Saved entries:
::::
PR #1969, opened 2019-04-26
 Fix a shapeinference bug in upsample v9/10

raymondxyang:
Fixed the raw_data handling in upsample shape inference for the input 'scales'


raymondxyang:
Close it right now to fix something.. will reopen soon

onnx/defs/tensor/defs.cc
```diff
@@ -1324,22 +1324,55 @@ ONNX_OPERATOR_SET_SCHEMA(
...
-            if (scales->data_type() == TensorProto::FLOAT &&
-                scales->float_data_size() == input_shape.dim_size()) {
-              for (int i = 0; i < input_shape.dim_size(); ++i) {
-                float dim_value =
+            if (scales->data_type() == TensorProto::FLOAT) {
+              bool invalid_scale_shape = false;
+              std::vector<float> vec;
+              if (scales->has_raw_data()) {
+                const auto& data = ParseRawData<float>(scales);
+                vec.insert(vec.end(), data.begin(), data.end());
```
::::
**Exercise aim**
Now repeat the data exactly, keeping every line.

**Task solution**
PR #1969, opened 2019-04-26
 Fix a shapeinference bug in upsample v9/10

raymondxyang:
Fixed the raw_data handling in upsample shape inference for the input 'scales'


raymondxyang:
Close it right now to fix something.. will reopen soon

onnx/defs/tensor/defs.cc
```diff
@@ -1324,22 +1324,55 @@ ONNX_OPERATOR_SET_SCHEMA(
...
-            if (scales->data_type() == TensorProto::FLOAT &&
-                scales->float_data_size() == input_shape.dim_size()) {
-              for (int i = 0; i < input_shape.dim_size(); ++i) {
-                float dim_value =
+            if (scales->data_type() == TensorProto::FLOAT) {
+              bool invalid_scale_shape = false;
+              std::vector<float> vec;
+              if (scales->has_raw_data()) {
+                const auto& data = ParseRawData<float>(scales);
+                vec.insert(vec.end(), data.begin(), data.end());
```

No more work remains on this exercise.